■ **What you should do**
Give again the lines of the data from its first line through the line with "Today the MCP". Change nothing.

■ **Provided material**

PR #8460, opened 2026-07-04
feat(mcp): add HTTP with OAuth token forwarding

### LINKED ISSUE #8394: MCP server: OAuth-authenticated HTTP transport for remote AI agents

Today the MCP server only talks over stdio (e.g. Claude Desktop spawns it locally). When it needs to reach a secured Registry, it uses a fixed OAuth2 service account (`admin-client`), so every caller shares one identity regardless of who they are in the UI.

We need an optional HTTP transport mode for remote AI agents such as Cursor and Claude via connectors, etc.... In that mode, the agent authenticates with Keycloak the same realm and roles as the Registry UI and the MCP server validates the token and forwards it unchanged to the Registry API. A readonly user cannot delete artifacts through MCP any more than they can in the UI.

### Proposed Solution

Add OAuth-authenticated HTTP transport for remote AI agents while keeping stdio as the default transport.

- **HTTP mode:** The agent logs in with Keycloak; the MCP server checks the token and forwards it to the Registry API, preserving per-user authorization.
- **Stdio mode:** Claude Desktop and other local stdio clients continue to work as today, using client credentials for outbound Registry access.

HTTP OAuth is enabled at runtime when needed; stdio remains the default.

### Additional Context

MCP epic (#6991)

Joel-hanson:
## Summary

This PR adds an **HTTP transport** to the Apicurio Registry MCP server, secured with **inbound OIDC** and **per-caller bearer-token forwarding** to Registry.

Today, MCP only works as a local process (stdio) that authenticates to Registry with a **shared service account**. After this change, you can also run MCP as a long-lived HTTP service: clients log in with their own Keycloak user, and Registry applies **that user’s RBAC** (same as the UI).

Stdio mode is unchanged and remains the default for local desktop clients.

Fixes: #8394

---

### Before (stdio only)

```text
┌─────────────┐   spawn process    ┌──────────────┐   client credentials   ┌──────────┐
│ MCP client  │ ─────────────────► │ MCP server   │ ─────────────────────► │ Registry │
│ (desktop)   │   stdin / stdout   │ (one-shot)   │   admin-client token   │          │
└─────────────┘                    └──────────────┘                        └──────────┘

• One shared service account for all tool calls
• Every user effectively has the same Registry permissions
• Works well for local Claude Desktop / Cursor command configs
```

### After (stdio **or** HTTP)

```text
MODE A — stdio (unchanged)
┌─────────────┐   spawn process    ┌──────────────┐   client credentials   ┌──────────┐
│ MCP client  │ ─────────────────► │ MCP server   │ ─────────────────────► │ Registry │
└─────────────┘                    └──────────────┘                        └──────────┘

MODE B — HTTP + token forwarding (new)
┌─────────────┐   HTTPS + Bearer   ┌──────────────┐   same Bearer token    ┌──────────┐
│ MCP client  │ ─────────────────► │ MCP server   │ ─────────────────────► │ Registry │
│ (remote /   │   POST /mcp        │ (long-lived) │   per-user RBAC        │          │
│  desktop)   │                    └──────┬───────┘                        └──────────┘
└──────┬──────┘                           │
       │                                  │ validates token
       │         OAuth login              ▼
       └──────────────────────────► ┌──────────┐
                                    │ Keycloak │
                                    └──────────┘

• Caller’s own Keycloak token is forwarded to Registry
• sr-readonly cannot create groups; sr-admin can — same as the UI
• Suitable for MCP Inspector, remote agents, shared deployments
```

### Runtime safety gate

HTTP transport is **compiled into** the MCP image at build time, but `/mcp` is **not exposed** unless you opt in at runtime:

```text
quarkus.mcp.server.http.enabled=true     ← build time (always in published images)
apicurio.mcp.http.enabled=false          ← runtime default

                    ┌─ apicurio.mcp.http.enabled=false ──► /mcp returns 404
Request to /mcp ───┤
                    └─ apicurio.mcp.http.enabled=true
                       + Quarkus OIDC configured ─────────► /mcp requires Bearer token
```

Enforced by `McpHttpGateFilter` (see `McpHttpDisabledByDefaultTest`).

---

### Journey 1 — Local desktop client (stdio) — **no change required**

1. Point your MCP client at the MCP Docker image / JAR (as today).
2. If Registry is secured, set `APICURIO_MCP_AUTH_*` client credentials.
3. Keep HTTP mode **off** (`APICURIO_MCP_HTTP_ENABLED=false`, `QUARKUS_OIDC_TENANT_ENABLED=false`).

Example: [`examples/mcp-keycloak/stdio.example.json`](https://github.com/Joel-hanson/apicurio-registry/blob/efb855974bdf1ed98dff1a716b8951476c9e8170/examples/mcp-keycloak/stdio.example.json)

### Journey 2 — HTTP MCP with OAuth (new)

1. Run a secured Registry + Keycloak (or use the example stack below).
2. Start the MCP server as an HTTP service with HTTP mode + OIDC enabled.
3. Configure your MCP client with `url: http://<host>:8082/mcp` and OAuth client `apicurio-mcp`.
4. Client completes OAuth login; MCP validates the token and forwards it to Registry.
5. Tool calls succeed or fail based on **that user’s** Registry roles.

Example: [`examples/mcp-keycloak/http.example.json`](https://github.com/Joel-hanson/apicurio-registry/blob/efb855974bdf1ed98dff1a716b8951476c9e8170/examples/mcp-keycloak/http.example.json)

---

### Stdio mode (MCP → Registry)

| Setting | Env var | Example |
| --- | --- | --- |
| Registry URL | `REGISTRY_URL` | `http://localhost:8081` |
| Enable OAuth2 | `APICURIO_MCP_AUTH_ENABLED` | `true` |
| Token endpoint | `APICURIO_MCP_AUTH_TOKEN_ENDPOINT` | `http://localhost:8080/realms/registry/protocol/openid-connect/token` |
| Client ID | `APICURIO_MCP_AUTH_CLIENT_ID` | `admin-client` |
| Client secret | `APICURIO_MCP_AUTH_CLIENT_SECRET` | `test1` |
| Disable inbound OIDC | `QUARKUS_OIDC_TENANT_ENABLED` | `false` |
| Disable HTTP mode | `APICURIO_MCP_HTTP_ENABLED` | `false` |

### HTTP mode (remote / OAuth clients)

**Apicurio settings:**

| Setting | Env var | Example |
| --- | --- | --- |
| Enable HTTP mode | `APICURIO_MCP_HTTP_ENABLED` | `true` |
| Forward caller token | `APICURIO_MCP_HTTP_FORWARD_TOKEN` | `true` |
| Registry URL | `REGISTRY_URL` | `http://apicurio-registry:8080` |

**Quarkus companion settings (required when HTTP mode is on):**

| Setting | Env var | Example |
| --- | --- | --- |
| Enable HTTP transport | `QUARKUS_MCP_SERVER_HTTP_ENABLED` | `true` |
| Disable stdio | `QUARKUS_MCP_SERVER_STDIO_ENABLED` | `false` |
| Enable OIDC | `QUARKUS_OIDC_TENANT_ENABLED` | `true` |
| Application type | `QUARKUS_OIDC_APPLICATION_TYPE` | `service` |
| Auth server | `QUARKUS_OIDC_AUTH_SERVER_URL` | `http://keycloak:8080/realms/registry` |
| Secure `/mcp` | `QUARKUS_HTTP_AUTH_PERMISSION_AUTHENTICATED_PATHS` | `/mcp` |
| Require auth | `QUARKUS_HTTP_AUTH_PERMISSION_AUTHENTICATED_POLICY` | `authenticated` |

Optional (OAuth discovery / CORS for Inspector-style clients): see `examples/mcp-keycloak/docker-compose.yml`.

Full reference: [MCP server integration guide](docs/modules/ROOT/pages/getting-started/assembly-mcp-server-integration.adoc)

---

## What’s in the code

| Area | Change |
| --- | --- |
| `RegistryClientResolver` | Per-request client: forward inbound Bearer token, or fall back to client credentials / anonymous |
| `McpHttpGateFilter` | `/mcp` returns **404** unless `apicurio.mcp.http.enabled=true` |
| `McpHttpAuthValidator` | Fail-fast at startup if HTTP mode is on without OIDC / transport |
| Java SDK | `RegistryClientOptions.bearerToken()`, `AuthType.BEARER`, JDK adapter support |
| `Utils.java` | Clearer `ProblemDetails` / 401–403 messages (roles matter now that tokens are per-user) |
| `examples/mcp-keycloak` | Local Keycloak + Registry + MCP HTTP stack |
| Docs | HTTP/OAuth section in the integration guide |

### Why `Utils.java` error formatting is in this PR

With token forwarding, tool calls fail based on the **caller’s** Keycloak role. Returning a clear 401/403 (with role hints) is part of making HTTP mode usable for agents and users.

[Quarkus OIDC](https://quarkus.io/guides/security-oidc-bearer-token-authentication)

### DIFF
--- a/mcp/src/main/java/io/apicurio/registry/mcp/McpHttpAuthValidator.java
+++ b/mcp/src/main/java/io/apicurio/registry/mcp/McpHttpAuthValidator.java
@@ -1,0 +1,158 @@
+package io.apicurio.registry.mcp;
+
+import io.quarkus.runtime.StartupEvent;
+import jakarta.enterprise.context.ApplicationScoped;
+import jakarta.enterprise.event.Observes;
+import jakarta.inject.Inject;
+import org.eclipse.microprofile.config.inject.ConfigProperty;
+import org.slf4j.Logger;
+import org.slf4j.LoggerFactory;
+
+import java.io.IOException;
+import java.net.InetSocketAddress;
+import java.net.MalformedURLException;
+import java.net.Socket;
+import java.net.URI;
+import java.net.URL;
+
+/**
+ * Validates HTTP transport and OIDC configuration at startup.
+ */
+@ApplicationScoped
+public class McpHttpAuthValidator {
+
+    private static final Logger log = LoggerFactory.getLogger(McpHttpAuthValidator.class);
+
+    private static final int REGISTRY_CONNECT_TIMEOUT_MS = 3_000;
+
+    @Inject
+    McpConfig config;
+
+    @ConfigProperty(name = "quarkus.oidc.tenant-enabled", defaultValue = "false")
+    boolean oidcTenantEnabled;
+
+    @ConfigProperty(name = "quarkus.mcp.server.http.enabled", defaultValue = "false")
+    boolean mcpHttpTransportEnabled;
+
+    @ConfigProperty(name = "registry.url", defaultValue = "localhost:8080")
+    String registryUrl;
+
+    /**
+     * Pluggable TCP probe so unit tests can avoid real network I/O.
+     */
+    ConnectivityProbe connectivityProbe = McpHttpAuthValidator::tcpConnect;
+
+    void onStart(@Observes StartupEvent event) {
+        if (!config.http().enabled()) {
+            return;
+        }
+
+        validateHttpAuthConfig();
+        validateRegistryUrl();
+
+        if (config.http().forwardToken() && config.auth().enabled()) {
+            log.warn("Both apicurio.mcp.http.forward-token and apicurio.mcp.auth.enabled are set. "
+                    + "HTTP requests will forward the caller's bearer token; client credentials are used "
+                    + "only for stdio transport.");
+        }
+
+        log.info("MCP HTTP transport enabled with inbound OIDC authentication"
+                + (config.http().forwardToken() ? " and bearer token forwarding to Registry" : ""));
+    }
+
+    /**
+     * Validates that HTTP mode has the required transport and OIDC settings.
+     *
+     * @throws IllegalStateException if required configuration is missing
+     */
+    void validateHttpAuthConfig() {
+        if (!mcpHttpTransportEnabled) {
+            throw new IllegalStateException(
+                    "apicurio.mcp.http.enabled is true but quarkus.mcp.server.http.enabled is false. "
+                            + "HTTP transport must be enabled at build time (quarkus.mcp.server.http.enabled=true "
+                            + "in application.properties) and the MCP server must be rebuilt.");
+        }
+
+        if (!oidcTenantEnabled) {
+            throw new IllegalStateException(
+                    "apicurio.mcp.http.enabled is true but quarkus.oidc.tenant-enabled is false. "
+                            + "Configure Quarkus OIDC (QUARKUS_OIDC_TENANT_ENABLED, QUARKUS_OIDC_AUTH_SERVER_URL) "
+                            + "to secure the MCP HTTP endpoint.");
+        }
+    }
+
+    /**
+     * Validates {@code registry.url} format and, when the resolver skips its authenticated
+     * {@code system.info()} probe (HTTP mode without client-credentials auth), checks that the
+     * host/port is reachable so misconfiguration fails at startup instead of the first tool call.
+     */
+    void validateRegistryUrl() {
+        HostPort hostPort = parseRegistryHostPort(registryUrl);
+        if (!config.auth().enabled()) {
+            try {
+                connectivityProbe.connect(hostPort.host(), hostPort.port());
+                log.info("Verified registry.url is reachable at {}:{}", hostPort.host(), hostPort.port());
+            } catch (IOException e) {
+                throw new IllegalStateException(
+                        "Cannot reach Apicurio Registry at registry.url=" + registryUrl
+                                + " (" + hostPort.host() + ":" + hostPort.port() + "). "
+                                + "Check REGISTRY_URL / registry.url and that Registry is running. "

■ **Worked solution**
PR #8460, opened 2026-07-04
feat(mcp): add HTTP with OAuth token forwarding

### LINKED ISSUE #8394: MCP server: OAuth-authenticated HTTP transport for remote AI agents

Today the MCP server only talks over stdio (e.g. Claude Desktop spawns it locally). When it needs to reach a secured Registry, it uses a fixed OAuth2 service account (`admin-client`), so every caller shares one identity regardless of who they are in the UI.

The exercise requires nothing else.